Exercise prompt — Where the string "silently" occurs in a line of the data below, that line should be copied.

(Stored items)
○ ○ ○ ○
PR #2034, opened 2026-09-11
feat(components): use KbqScrollbarViewport in code-block, file-upload and vertical tabs (#DS-5453)

artembelik:
## Summary

Moves the last three components that customized the browser-rendered scrollbar (`kbqNativeScrollbar`) onto the custom one, and fixes what that exposed in `KbqScrollbarViewport` itself. `textarea` is deliberately left out — the viewport cannot be applied to an element that cannot host children; the analysis is written up separately.

Along the way the components that already used the viewport were switched from assigning `scrollTop` to its scroll API.

## List of notable changes:

**Scrollbar fixes** (each has a unit test that fails without it):

- **fixed** `applyGeometry` so it clamps the track size once and derives the end margin from the clamped value. An unclamped `size - 1` put `block-size: -1px` — silently rejected by CSSOM — against an applied `margin-block-end: 1px`, leaving a zero-sized viewport oscillating through its own `ResizeObserver` forever. Measured: 600 observer callbacks and 600 forced layouts per 5 s, ~38 % of a core on an idle page. After the fix: 0 and 0.
- **fixed** bar visibility so it is gated on the computed `overflow`. `hidden`, `clip` and `visible` all rule out user scrolling, so a track no longer paints a draggable thumb for an axis the browser refuses to scroll. This is what made a collapsed `[maxHeight]` code block show a working scrollbar it should not have had.
- **fixed** the reveal timer to schedule through the zone-free scheduler. `flashes` carries its caller's zone, so a flash from inside Angular left `NgZone` unstable for the whole `hideDelay` — blocking `whenStable()` and SSR serialization.

**Components:**

- **added** `kbqScrollbarViewport` to `code-block`, the `file-upload` list and the vertical tab header. `tab-body` deliberately stays on `kbqNativeScrollbar`: the `ResizeObserver` fix above makes it viable, but 100 tracks for inactive tab bodies is a separate cost.
- **fixed** the tab strip to pick its scrollbar mode from the class the stylesheet keys `overflow-y: auto` on, not from the `vertical` input. `KbqVerticalTabsCssStyler` matches on attribute *presence*, so `[vertical]="false"` would otherwise leave the strip scrollable with no scrollbar of any kind.
- **added** a brief scrollbar reveal when each component's content arrives or grows, so whether it scrolls is answered on sight rather than only on hover.
- **updated** `select`, `tree-select`, `autocomplete` and `dropdown` to scroll through the viewport API instead of assigning `scrollTop`.
- **fixed** `code-block`'s `<pre>` to stretch to its content, so the code's right padding is painted where the line ends instead of at the scrollport edge.
- **updated** `file-upload` markup: the list is wrapped in `<kbq-scrollbar>`, which keeps the scrollbar track out of the `role="list"` subtree. `kbq-file-upload__list` stays on `<kbq-list>`; the wrapper carries the new `kbq-file-upload__list-viewport`.

**Tooling:**

- **added** an `Element.prototype.scrollTo` polyfill to `tools/jest/setup.ts` — jsdom does not implement it and the viewport now reaches it through `CdkScrollable`. Replaces two file-local stubs.

1. **The tab strip mode condition.** `verticallyScrolled` reads `closest('.kbq-tab-group_vertical')` rather than the `vertical` input, because that is exactly what the stylesheet keys the vertical scrollport on. Reading the DOM class is deliberate — the two conditions have to agree or the strip scrolls with no scrollbar — but it is worth a second opinion on whether there is a cleaner way to express "the same thing the CSS decided".

2. **`native` mode loses Koobiq theming here.** Removing `kbqNativeScrollbar` from these components means an app that sets `kbqScrollbarOptionsProvider({ mode: 'native' })` gets the raw OS scrollbar in vertical tab headers, code blocks and file-upload lists. Every other component that already uses the viewport behaves this way, but `tab-body` still carries `kbqNativeScrollbar`, so a tab group is visibly inconsistent in that mode.

3. **Overlay scrollbars change hit areas.** The custom track overlays content instead of reserving space. In `file-upload` it sits over the right ~12 px of the delete button. That is inherent to overlay scrollbars rather than to this change, but it is a design call worth confirming.

4. **`e2e` fixtures use `kbqScrollbarOptionsProvider({ hideDelay: 5000 })`.** The reveal lasts `hideDelay` and nothing brings it back, so the default second would make those tests a race against page load. Every new negative assertion also waits for the sibling overflowing viewport to paint first — the track reports no bars for its first frame plus one throttle window regardless of content, so asserting an empty track too early passes on the startup window rather than on the behaviour.

Screenshots are unchanged across the whole suite: headless Chromium uses overlay scrollbars, and a `hover`-mode track is transparent at rest.


packages/components/file-upload/multiple-file-upload.component.ts
```diff
@@ -280,6 +286,32 @@ export class KbqMultipleFileUploadComponent
...
+        //
+        // Gated on growth, not on any write: `list` is re-set wholesale by the `files` setter and by
+        // `writeValue`, so an unguarded effect would re-announce scrollability while the user is deleting
+        // rows, and would fire on every change-detection pass for a consumer binding `[files]` to an
+        // expression that returns a fresh array.
+        effect(() => {
+            const count = this.fileList.list().length;
+            const viewport = this.listViewport();
+
+            if (!viewport) {
```
lskramarov, line 302: **correctness — `announcedFileCount` goes stale when the list unmounts**

The early return leaves `announcedFileCount` at its old value, so a list that is emptied and then refilled with *fewer* files is never announced again.

User uploads 5 files (`announcedFileCount = 5`), then deletes all 5. `files.length` hits 0, the `@else` branch is torn down, `listViewport()` becomes `undefined`, and this branch returns without touching the count. The user then drops 3 new files: the effect runs with `count = 3`, `3 > 5` is false, `flashScrollIndicators()` is never called — even though this is exactly the "the list arrives" case the effect exists for.

The comment above says the count is left alone "so its next appearance still counts as growth", but that only holds when the new list is larger than the old one. Nothing has been announced for the *new* list, so the counter should go back to zero with it:

```suggestion
            if (!viewport) {
                // The list is gone; nothing has been announced for the next one that appears.
                this.announcedFileCount = 0;

                return;
            }
```

packages/components/tabs/tab-header.html
```diff
@@ -11,8 +11,9 @@
 
 <div
     #tabListContainer
-    kbqNativeScrollbar
+    kbqScrollbarViewport
     class="kbq-tab-header__container kbq-tab-header__scroll-container"
```
lskramarov, line 15: **correctness — the tab strip is now a global `ScrollDispatcher` scroll source**

`kbqScrollbarViewport` carries `CdkScrollable` as a host directive, which registers the strip with the app-wide `ScrollDispatcher`. `kbqNativeScrollbar` did not.

`ScrollDispatcher.scrolled()` is global — it merges every registered scrollable, it is not scoped to ancestors of the scroller. `KbqPaginatedTabHeader` drag-scrolls the strip with inertia, emitting a native `scroll` per frame, so dragging a tab strip now drives the scroll strategy of every overlay open anywhere on the page (reposition or close, depending on the strategy). The same applies to the new `<kbq-scrollbar>` wrapper around the file-upload list.

That may well be what you want — an overlay anchored to a tab *should* follow it — but it is a behaviour change well outside the tab header, and it lands on a code path that fires at frame rate. Worth a deliberate check against the default overlay scroll strategies before merge.

packages/components/tabs/paginated-tab-header.ts
```diff
@@ -253,6 +258,28 @@ export abstract class KbqPaginatedTabHeader implements AfterContentChecked, Afte
...
+
+    /**
+     * Whether the strip is laid out as a vertical scrollport — read off the class rather than the
+     * `vertical` input, because that class is what the stylesheet keys `overflow-y: auto` on and
+     * `KbqVerticalTabsCssStyler` matches on attribute *presence*: `[vertical]="false"` still gets it.
+     * Deriving the mode from the input alone would let the two disagree and leave such a strip
+     * scrollable with no scrollbar of any kind.
+     */
+    private get verticallyScrolled(): boolean {
+        return !!this.elementRef.nativeElement.closest('.kbq-tab-group_vertical');
```
lskramarov: **efficiency — `closest()` runs on every change-detection pass**

`verticallyScrolled` is reached from `[kbqScrollbarMode]="scrollbarMode"`, and `KbqTabHeader` is declared with `changeDetection: ChangeDetectionStrategy.Default` — so this DOM walk re-runs on every app-wide tick, for every tab header on the page.

The answer can never change: `KbqVerticalTabsCssStyler` applies `.kbq-tab-group_vertical` as a *static* host class, fixed at element-creation time. The host element is already appended to its parent by the time the constructor runs, so this can be read once and cached in a field, which also removes the per-tick cost from the `ngAfterContentChecked` call site.

packages/components/scrollbar/scrollbar.ts
```diff
@@ -697,10 +709,14 @@ class KbqScrollbarTrack {
 
     private get scrollbars(): ScrollbarVisibility {
         const { clientHeight, scrollHeight, clientWidth, scrollWidth } = this.viewportElement;
+        // An overflowing axis is not necessarily a scrollable one: `overflow: hidden` still scrolls
+        // programmatically, so the size ratio alone would paint a bar — and hand over a draggable
+        // thumb — for an axis the browser itself refuses to give a scrollbar to.
+        const { overflowX, overflowY } = this.window.getComputedStyle(this.viewportElement);
```
lskramarov, line 718: **efficiency — `getComputedStyle` added to the 300 ms poll**

`scrollbars` is evaluated by `visibility` on a self-rescheduling `requestAnimationFrame` throttled to `TRACK_THROTTLE_TIME` (300 ms), for the lifetime of every track on the page. Adding a `getComputedStyle` read there means a style flush ~3.3×/s per track — on a docs page with 14 code blocks, ~47/s, forever, whether or not anything changed. That sits awkwardly next to this PR's own framing about idle observer/layout cost.

`getViewportMetrics()` already reads `getComputedStyle` but only on the `SharedResizeObserver` tick. Caching the two overflow values and refreshing them from a cheaper trigger (the resize subscription plus a `MutationObserver` on `style`/`class`) would keep the fix without putting a style resolution in the hot loop.

packages/components/code-block/e2e.playwright-spec.ts
```diff
@@ -36,9 +36,45 @@ test.describe('KbqCodeBlockModule', () => {
...
+        test('reveals nothing for a code block that does not scroll', async ({ page }) => {
+            // Waited on first: the track reports no bars for its first frame plus one throttle window
+            // whatever the content is, so asserting the empty track before any tick has run would pass
+            // on the pre-computation window rather than on the behaviour. The overflowing block shares
+            // this page's frame loop, so its bars appearing prove a tick has been through.
+            await expect(
+                getTrack(page, 'e2eCodeBlockFlashOverflowing').locator('.kbq-scrollbar-track__bar')
+            ).not.toHaveCount(0);
+
+            await e2eExpectNoScrollbarAfterFlash(
```
lskramarov, line 67: **test robustness — the negative flash tests race a 5 s reveal window**

`e2eExpectNoScrollbarAfterFlash` asserts the track carries `kbq-scrollbar-track_revealed`. That class exists only for `hideDelay` after the flash and nothing re-arms it, so this test must reach the assertion within 5000 ms of the reveal, which starts at page load.

The wait above (for the sibling's bars) plus a cold page load plus highlight.js loading can eat that budget on a loaded CI agent running several Playwright workers. `retries` is 0 everywhere per AGENTS.md, so it fails the run outright rather than retrying. The same shape is in the tabs and file-upload specs.

Asserting *absence* — no bars, no thumb, no overflow — does not need the reveal to still be on. If the reveal genuinely has to be observed, gate on something that does not expire (e.g. have the fixture keep flashing, or assert the class on the overflowing sibling once and drop it from the helper).

packages/components/code-block/code-block.ts
```diff
@@ -558,6 +557,40 @@ export class KbqCodeBlock implements AfterViewInit {
...
 
+    /**
+     * Briefly reveals the scrollbar once highlighting settles, so whether the code scrolls is answered
+     * on arrival rather than only after the pointer enters the block. Switching files needs nothing of
+     * its own: `onSelectedTabChange` scrolls the content back to the top, and that scroll reveals the
+     * track by itself.
+     *
+     * A viewport with nothing to scroll paints no track, so this stays silent for code that fits.
+     */
+    private revealScrollbarOnHighlight(): void {
```
lskramarov, line 568: **altitude — reveal-on-arrival is hand-rolled three times for a condition the track already computes**

This PR adds three independent "announce the scrollbar when content arrives" mechanisms: this highlight-settled subscription, a tab-count delta in `KbqPaginatedTabHeader.ngAfterContentChecked`, and a file-count delta effect in `KbqMultipleFileUploadComponent`. Select, tree-select, autocomplete and dropdown already carry their own.

`KbqScrollbarTrack.visibility` already transitions `[false, false] → [x, y]` at exactly the moment an axis becomes user-scrollable. Revealing on that transition inside the track would collapse all of these into one rule and would also cover what none of them handle: a code block whose container narrows into horizontal overflow, a file list pushed past its cap by a re-wrapped row, any viewport whose content grows without a count changing.

As it stands, every component that wants the behaviour has to invent its own growth signal — and each one gets a different edge case wrong (see the `announcedFileCount` bug in the file-upload effect).

packages/components/scrollbar/scrollbar.ts
```diff
@@ -165,6 +165,14 @@ type Orientation = 'horizontal' | 'vertical';
 
 const TRACK_THROTTLE_TIME = 300;
 
+/**
+ * Computed `overflow` values that rule out user scrolling. `visible` belongs here as much as the other
+ * two: it only computes to `auto` when the other axis scrolls, so a box left at the initial value on
+ * both axes is not a scroll container at all. Listed as the exclusions rather than as the scrollable
+ * values so an unreadable computed style leaves the scrollbar alone instead of erasing it.
+ */
+const NON_SCROLLABLE_OVERFLOW: readonly string[] = ['clip', 'hidden', 'visible'];
```
lskramarov, line 177: **conventions — the `always` mode documentation is now inaccurate**

This gate changes what `always` promises, but neither the JSDoc nor the docs pages were updated:

- `KbqScrollbarMode`'s own JSDoc, a few lines up: "`always` — track is always visible while the content overflows"
- `scrollbar.en.md:10`: "`always` | Remains visible while the content overflows" (and the `ru` equivalent)

Both are false now for an axis computing to `hidden`, `clip` or `visible`. AGENTS.md: "Update or remove comments that become outdated because of your changes", and "Every page exists in both languages — update both".

Worth calling out for consumers too: anyone who put `kbqScrollbarViewport` on an `overflow: hidden` element they scroll programmatically silently loses the track, with nothing in the docs explaining why.

packages/components/tabs/e2e.playwright-spec.ts
```diff
@@ -71,12 +71,48 @@ test.describe('KbqTabsModule', () => {
...
+            page
+        }) => {
+            const track = getTrack(page, 'e2eTabsFlashOverflowing');
+
+            await expect(track).toHaveClass(/kbq-scrollbar-track_revealed/);
+            await expect(track.locator('.kbq-scrollbar-track__bar')).not.toHaveCount(0);
+        });
+
+        test('reveals nothing for a strip whose tabs fit', async ({ page }) => {
+            // Waited on first: the track reports no bars for its first frame plus one throttle window
```
lskramarov: **reuse — this preamble is pasted into three specs**

This four-line comment and the assertion under it are byte-identical in `tabs`, `code-block` and `file-upload` playwright specs, immediately before the shared `e2eExpectNoScrollbarAfterFlash` call they exist to set up.

Three copies drift independently — a fix to the wait (for instance the `hideDelay` race flagged on the code-block spec) has to be found and applied three times, and the next component to adopt the pattern makes a fourth. The helper in `packages/e2e/utils/scrollbar.ts` already owns the rest of this assertion; an optional `settledSibling: Locator` parameter would let all three preambles go away.

packages/components/tabs/paginated-tab-header.ts
```diff
@@ -150,6 +153,8 @@ export abstract class KbqPaginatedTabHeader implements AfterContentChecked, Afte
 
     abstract readonly items: QueryList<KbqPaginatedTabHeaderItem>;
     abstract readonly tabListContainer: ElementRef<HTMLElement>;
+    /** The strip's scroll viewport — the same element as {@link tabListContainer}. */
+    protected abstract readonly scrollbarViewport: KbqScrollbarViewport | undefined;
```
lskramarov: **simplification — `| undefined` that can never be undefined**

Both implementations resolve this as `@ViewChild('tabListContainer', { static: true, read: KbqScrollbarViewport })`, and `kbqScrollbarViewport` sits unconditionally on `#tabListContainer` in both `tab-header.html` and `tab-nav-bar.html` — no structural directive, no mode gate (the directive instance exists even in `hidden` mode; only the *track* is skipped). A `static: true` query resolves during view creation, so the value is never absent.

The optionality buys a `?.` that can never fire, and it is now part of the published surface of both subclasses in `tabs.api.md`. Declaring it non-optional would state the real contract and turn a future template change that drops the directive into a compile error instead of a silent no-op.

lskramarov (commented):
Automated review (`/code-review xhigh`) — 12 findings, ranked most severe first. One correctness bug in the file-upload reveal effect, one cross-cutting side effect worth confirming, plus efficiency, test-robustness and cleanup notes. Everything else in the diff (the `applyGeometry` clamp, the zone-free hide timer, the scroll-API migrations in select/tree-select/autocomplete/dropdown, the `viewChild.required(CdkScrollable)` that now resolves through the host directive, the `jest` `scrollTo` polyfill) checked out.

packages/components/code-block/code-block.spec.ts
```diff
@@ -1060,7 +1070,30 @@ describe(KbqCodeBlock.name, () => {
...
 
             expect(scrollSpy).toHaveBeenCalledWith({ top: 100 });
-        }));
+        });
+
+        it('reveals the scrollbar once highlighting settles, so an arriving block advertises its scroll', async () => {
+            let resolveCore!: (value: { default: HLJSApi }) => void;
+            // Installed on the prototype, before the component exists: a spy taken off the instance
+            // afterwards could not have recorded a premature flash, which is half of what this asserts.
+            const flashSpy = jest.spyOn(KbqScrollbarViewport.prototype, 'flashScrollIndicators');
```
lskramarov, line 1079: **test hygiene — the prototype spy is never restored**

`jest.config.js` sets `clearMocks: true` but not `restoreMocks`, so this spy is only `mockClear`ed between tests — the wrapper stays installed on `KbqScrollbarViewport.prototype` for the rest of the file. It calls through, so nothing breaks today, but any later test that spies on the same member or compares the prototype method sees the leftover wrapper.

The `console.warn` spy earlier in this file already uses `try`/`finally` with `mockRestore()`; same treatment here.

packages/components/code-block/code-block.scss
```diff
@@ -113,6 +113,21 @@
         }
     }
 
+    // A block box is as wide as its containing block, never as wide as the content overflowing it, so
```
lskramarov: **conventions — the comment explains CSS, not the constraint**

Eight lines of block-box intrinsic-sizing exposition above a two-declaration rule. AGENTS.md: "Prefer clear naming and structure over comments. Add concise comments only to explain non-obvious rationale or constraints; never restate the code" and "Omit details apparent from names, types, or signatures".

The one fact a maintainer needs is that the code's right padding is painted at the unstretched box edge, and that soft wrap has to be excluded — two lines. The rest is CSS-spec background that will go stale as soon as the rule moves.

Same pattern elsewhere in the diff: the four-line clamp rationale in `applyGeometry`, the five-line `waitForAsync` note at the top of `code-block.spec.ts`, and the three-line provider comment repeated verbatim in all three new e2e fixtures.

packages/components/file-upload/e2e.ts
```diff
@@ -359,3 +360,54 @@ export class E2eFileUploadDropzone {
...
+        kbqScrollbarOptionsProvider({ hideDelay: 5000 })
+    ],
+    changeDetection: ChangeDetectionStrategy.OnPush,
+    host: {
+        'data-testid': 'e2eFileUploadScrollbarFlash'
+    }
+})
+export class E2eFileUploadScrollbarFlash {
+    // Against the 120px cap the fixture sets: this many rows overflow it, a single one does not.
+    protected readonly overflowingFiles: KbqFileItem[] = Array.from({ length: 12 }, (_, index) => ({
```
lskramarov, line 407: **simplification — redundant `satisfies` on already-annotated fields**

Both fields carry an explicit `: KbqFileItem[]` annotation *and* a trailing `satisfies KbqFileItem[]`, plus an inner `['test'] satisfies BlobPart[]` on a literal that is already in a `BlobPart[]` parameter position.

`satisfies` exists to check an expression that has no declared type; here the annotation already does that check, so all three add noise a reader has to parse — and invite the same copy-paste in the next fixture. Dropping them gives identical type safety.

packages/components/scrollbar/scrollbar.ts
artembelik: Строку про `always` не менял - в 3418a49e3 добавил оговорку про `overflow` в JSDoc и под таблицами режимов на обоих языках, она касается и `hover`.

packages/components/tabs/tab-header.html
artembelik: Проверил тестом: скролл полосы вкладок и списка file-upload закрывает `KbqTooltip` и select/dropdown внутри `kbq-tab`, остальные оверлеи только перепозиционируются. На `main` так же уже ведут себя 12 других вьюпортов, поэтому оставляю как есть.

packages/components/scrollbar/scrollbar.ts
artembelik: Вынесено в отдельную задачу про производительность скролбара: там опрос заменяется событиями, и `getComputedStyle` из цикла пропадает вместе с ним.

packages/components/code-block/code-block.ts
artembelik: Оставляю как есть: правило в треке показывало бы полосу в любом вьюпорте сразу при переполнении, а modal, sidepanel, popover и select намеренно флешат только после анимации открытия.

packages/components/code-block/code-block.scss
artembelik: Здесь сократил до ограничения, а комментарий над клампом в `applyGeometry` оставил - он единственный объясняет петлю `ResizeObserver`.

packages/components/tabs/_tabs-common.scss
```diff
@@ -192,24 +192,17 @@
 
         overflow-x: auto;
         overflow-y: hidden;
-        scrollbar-width: none;
```
NikGurev, line 195: Image

то что scrollbar track смещен на 1 пиксель - так задумано или это баг?

Я полагаю что табы со скроллом должны отображаться аналогично опциям в селекте. Сейчас справа есть небольшой отступ

Image

Image

@rmnturov что скажешь?

NikGurev (approved):

packages/components/tabs/_tabs-common.scss
artembelik: > то что scrollbar track смещен на 1 пиксель - так задумано или это баг?

так задумано, в некоторых браузерах одинаковый размер может привести к отображению скрола

lskramarov (approved):

packages/components/tabs/_tabs-common.scss
artembelik: завел отдельную задачу DS-5579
○ ○ ○ ○
Response to this exercise —
- **fixed** `applyGeometry` so it clamps the track size once and derives the end margin from the clamped value. An unclamped `size - 1` put `block-size: -1px` — silently rejected by CSSOM — against an applied `margin-block-end: 1px`, leaving a zero-sized viewport oscillating through its own `ResizeObserver` forever. Measured: 600 observer callbacks and 600 forced layouts per 5 s, ~38 % of a core on an idle page. After the fix: 0 and 0.
Worth calling out for consumers too: anyone who put `kbqScrollbarViewport` on an `overflow: hidden` element they scroll programmatically silently loses the track, with nothing in the docs explaining why.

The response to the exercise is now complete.